If it was me I would concentrate my effort and resources to just around the house for now and then seed the rest in the spring. In the south we seed in the fall. I assume in your climate most seed in the spring.


----------



## nailkiller1

Call the pros in your area 
Or seed dealers 
They will know whats best for your environment


----------



## mudpad

I have asked some of the sod growers here in Middle Tennessee what is the secret to getting a good stand of grass. They always say- sow it in late sept/ oct. , definitely not in the spring.

It may be getting a little late in the season, but if you can get it to germinate, it will go dormant and come back in the spring.

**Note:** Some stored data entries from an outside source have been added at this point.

PR #1510, opened 2023-11-09
Fix definitions of `type_min` and `type_zero` in `xr_types.h`

### LINKED ISSUE #195: Bug in _types.h
https://github.com/OpenXRay/xray-16/blob/70f130c6fc719293c3b6abb1ccacbb084eaee6d1/src/xrCore/_types.h#L31
Is there problem with determination min values here ?
For example -std::numeric_limits<int>::max() != std::numeric_limits<int>::min() also for signed types.
http://en.cppreference.com/w/cpp/types/numeric_limits
Also can replace type_zero to std::numeric_limits<int>::lowest() ?

AMS21:
While looking at the code inside `xr_types.h` I've notices some very strange definitions which are used later in the code to define constants.

```cpp
// Type limits
template <typename T>
constexpr auto type_max = std::numeric_limits<T>::max();

template <typename T>
constexpr auto type_min = -std::numeric_limits<T>::max();

template <typename T>
constexpr auto type_zero = std::numeric_limits<T>::min();
```

`type_min` is not the minimum value of integer types it is actually the minimum + 1. This only works for floating point types.
`type_zero` is the actual minimum of a type. But is only 0 for unsigned types. For signed types its a negative value.

Thus we have some very strange constants.

```cpp
constexpr int int_min = type_min<int>;         // actually -2147483647 not -2147483648
constexpr int int_zero = type_zero<int>;       // actually -2147483648 not 0
...
constexpr float flt_zero = type_zero<float>;   // actually 1.175494e-38 not 0.0
...
constexpr double dbl_zero = type_zero<double>; // actually 2.225074e-308 not 0.0
```

Fixes #195

### DIFF
--- a/src/Layers/xrRenderPC_R1/LightProjector.cpp
+++ b/src/Layers/xrRenderPC_R1/LightProjector.cpp
@@ -243,7 +243,7 @@ void CLightProjector::calculate()
         v.sub(v_Cs, v_C);
         ;
 #ifdef DEBUG
-        if ((v.x * v.x + v.y * v.y + v.z * v.z) <= flt_zero)
+        if ((v.x * v.x + v.y * v.y + v.z * v.z) <= flt_min)
         {
             IGameObject* OO = dynamic_cast<IGameObject*>(R.O);
             Msg("Object[%s] Visual[%s] has invalid position. ", *OO->cName(), *OO->cNameVisual());
@@ -274,7 +274,7 @@ void CLightProjector::calculate()
         }
 #endif
         // handle invalid object-bug
-        if ((v.x * v.x + v.y * v.y + v.z * v.z) <= flt_zero)
+        if ((v.x * v.x + v.y * v.y + v.z * v.z) <= flt_min)
         {
             // invalidate record, so that object will be unshadowed, but doesn't crash
             R.dwTimeValid = Device.dwTimeGlobal;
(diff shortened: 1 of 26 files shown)


Xottab-DUTY:
This is related to #195.

One of the reasons why this inconsistency still wasn't fixed is that I really don't know if everything will work correct after the change.

Knowing the codebase, some code logic could depend on this inconsistency. The situation when some code was broken because another unrelated code has been changed happened many times

AMS21:
Okay I've now added type_lowest and accompanying constants and changed all usages of these constants across the code base to keep the old behavior.

Making these changes I'm a bit suspicious about some of the uses of `flt_zero` now `flt_min`. Some of them look to me like they actually meant to check for 0.

src/Layers/xrRenderPC_R1/LightProjector.cpp
```diff
@@ -243,7 +243,7 @@ void CLightProjector::calculate()
         v.sub(v_Cs, v_C);
         ;
 #ifdef DEBUG
-        if ((v.x * v.x + v.y * v.y + v.z * v.z) <= flt_zero)
+        if ((v.x * v.x + v.y * v.y + v.z * v.z) <= flt_min)
```
AMS21, line 246: Can this ever be true?

src/utils/xrMiscMath/matrix.cpp
```diff
@@ -155,7 +155,7 @@ _matrix<T>& _matrix<T>::invert(const _matrix<T>& a)   // important: this is 4x3
 		a._12 * (a._21 * a._33 - a._23 * a._31) +
 		a._13 * (a._21 * a._32 - a._22 * a._31));
 
-	VERIFY(_abs(fDetInv) > flt_zero);
+	VERIFY(_abs(fDetInv) > flt_min);
```
AMS21, line 158: Similar here this would always be true since `flt_min` is negative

If you sow in the spring, it will germinate, and then die the first time it gets hot and dry, because it won't have the root system established.


----------



## Jaf

I'm in the Northeast.

If I were you I'd seed with annual rye grass. I believe "contractor mix" is pretty much annual rye grass. It's cheap and greens up quick and will get the conservation lady out of the picture. :thumbup: 

Problem is it won't hang in there through the winter. In the spring plant whatever grass is recommended for your area. That's when you want to lay out for the "real" seed. Here it would mostly consist of "Kentucky Blue Grass" with a bit of frescu mixed in.  Even in the good mixes they mix in some rye grass, just so the customer sees something growing within a week. That stuff dies off and the "real" grass grows in later.

Rye grass looks like wire. "Real" grass has wider, flatter blades. "Real" grass survives the winter, and if maintained will lead to a beautiful lawn. Rye grass, "contractor mix" will die out slowly, it will drive you nuts if you really want a good lawn.

Anyway, that's how its done here. Builder puts down rye. Whoever buys the house overseeds with Kentucky.


----------



## bryans

I would go ahead and plant the grass seed that you desire. First check with a local expert and see if hulled or unhulled grass seed would be better in your area. In addition to that grass seed I would also plant a premium perennial rye grass seed. I agree with planting 10lbs/ 1000sf of both types of seed.


----------



## griz

Have you checked in to Hydro seeding?

If not available/practical sow seed. I'd check with a local pro landscape supply house, where you'll be buying the seed anyways for how much. No matter what, plan on buying more seed in the spring.


----------



## ChainsawCharlie

You should check into hydromulch and stolons while your at it. A fraction of the cost of sod, and you get a big head start over seed.


----------



## dksturf

I am curious is there a need or how is the artificial turf industry in Indiana? :thumbsup:


----------



## pinwheel

trimdoctor said:


> I will definitely be planting seed. I will be mowing around 4 1/2 acres, and there is no way I can afford an acre of sod. My question is...is it too late to plant seed this year in Central Indiana? If it doesn't germinate will it still come up in spring? We have to plant seed on Presby septic system because of building code. I don't want to buy $400-$500 worth of seed and then have to replant in spring.


If you can get the seed to germinate yet, it will take off in the spring. Here in MO, we could easily have enough warm days left before hard winter to germinate grass seed. Personally, I'd give it a go & try to get it started. You'll have a better stand next spring if you can get it started now, verses starting it in the spring. The grass will be ahead of the competing weed seed & will help keep the weeds from germinating. Fertilizer, straw & plenty of water are the keys to getting a good stand in the fall. Don't skimp on the water. Keep it wet till it drops well below freezing. Fescue & the likes are cool season grasses. They grow strongest in the cooler months of the year.


----------